Output every record below precisely as it is written.

--- TASK DATA Enclosed Below ---

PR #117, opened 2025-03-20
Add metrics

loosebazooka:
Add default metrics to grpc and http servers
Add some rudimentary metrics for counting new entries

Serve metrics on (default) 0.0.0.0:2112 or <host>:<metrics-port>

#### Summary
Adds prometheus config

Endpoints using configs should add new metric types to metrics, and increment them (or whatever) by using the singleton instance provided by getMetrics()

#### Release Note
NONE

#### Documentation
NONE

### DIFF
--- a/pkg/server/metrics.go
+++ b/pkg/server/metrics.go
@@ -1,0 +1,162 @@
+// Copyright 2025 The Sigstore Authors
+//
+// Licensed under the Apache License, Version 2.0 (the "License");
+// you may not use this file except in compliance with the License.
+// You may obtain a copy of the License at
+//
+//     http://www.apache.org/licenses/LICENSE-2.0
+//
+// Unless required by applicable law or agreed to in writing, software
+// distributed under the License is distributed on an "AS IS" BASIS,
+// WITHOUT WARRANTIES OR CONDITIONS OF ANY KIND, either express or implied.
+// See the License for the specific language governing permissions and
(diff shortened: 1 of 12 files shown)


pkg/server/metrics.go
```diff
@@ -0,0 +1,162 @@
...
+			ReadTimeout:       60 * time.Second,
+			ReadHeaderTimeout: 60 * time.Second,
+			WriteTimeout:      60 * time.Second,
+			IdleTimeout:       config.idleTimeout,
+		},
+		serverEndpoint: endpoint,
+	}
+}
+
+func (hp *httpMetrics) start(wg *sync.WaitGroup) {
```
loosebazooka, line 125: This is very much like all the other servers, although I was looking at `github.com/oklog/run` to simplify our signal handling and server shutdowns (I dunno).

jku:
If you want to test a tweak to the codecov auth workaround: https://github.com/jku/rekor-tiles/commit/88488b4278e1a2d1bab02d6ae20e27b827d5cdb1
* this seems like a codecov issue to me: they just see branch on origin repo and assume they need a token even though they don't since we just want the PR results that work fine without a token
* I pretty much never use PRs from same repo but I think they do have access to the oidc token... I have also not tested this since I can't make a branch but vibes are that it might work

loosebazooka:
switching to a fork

--- End of Enclosed TASK DATA ---

■ OUTPUT FOR THIS EXERCISE ■
PR #117, opened 2025-03-20
Add metrics

loosebazooka:
Add default metrics to grpc and http servers
Add some rudimentary metrics for counting new entries

Serve metrics on (default) 0.0.0.0:2112 or <host>:<metrics-port>

#### Summary
Adds prometheus config

Endpoints using configs should add new metric types to metrics, and increment them (or whatever) by using the singleton instance provided by getMetrics()

#### Release Note
NONE

#### Documentation
NONE

### DIFF
--- a/pkg/server/metrics.go
+++ b/pkg/server/metrics.go
@@ -1,0 +1,162 @@
+// Copyright 2025 The Sigstore Authors
+//
+// Licensed under the Apache License, Version 2.0 (the "License");
+// you may not use this file except in compliance with the License.
+// You may obtain a copy of the License at
+//
+//     http://www.apache.org/licenses/LICENSE-2.0
+//
+// Unless required by applicable law or agreed to in writing, software
+// distributed under the License is distributed on an "AS IS" BASIS,
+// WITHOUT WARRANTIES OR CONDITIONS OF ANY KIND, either express or implied.
+// See the License for the specific language governing permissions and
(diff shortened: 1 of 12 files shown)


pkg/server/metrics.go
```diff
@@ -0,0 +1,162 @@
...
+			ReadTimeout:       60 * time.Second,
+			ReadHeaderTimeout: 60 * time.Second,
+			WriteTimeout:      60 * time.Second,
+			IdleTimeout:       config.idleTimeout,
+		},
+		serverEndpoint: endpoint,
+	}
+}
+
+func (hp *httpMetrics) start(wg *sync.WaitGroup) {
```
loosebazooka, line 125: This is very much like all the other servers, although I was looking at `github.com/oklog/run` to simplify our signal handling and server shutdowns (I dunno).

jku:
If you want to test a tweak to the codecov auth workaround: https://github.com/jku/rekor-tiles/commit/88488b4278e1a2d1bab02d6ae20e27b827d5cdb1
* this seems like a codecov issue to me: they just see branch on origin repo and assume they need a token even though they don't since we just want the PR results that work fine without a token
* I pretty much never use PRs from same repo but I think they do have access to the oidc token... I have also not tested this since I can't make a branch but vibes are that it might work

loosebazooka:
switching to a fork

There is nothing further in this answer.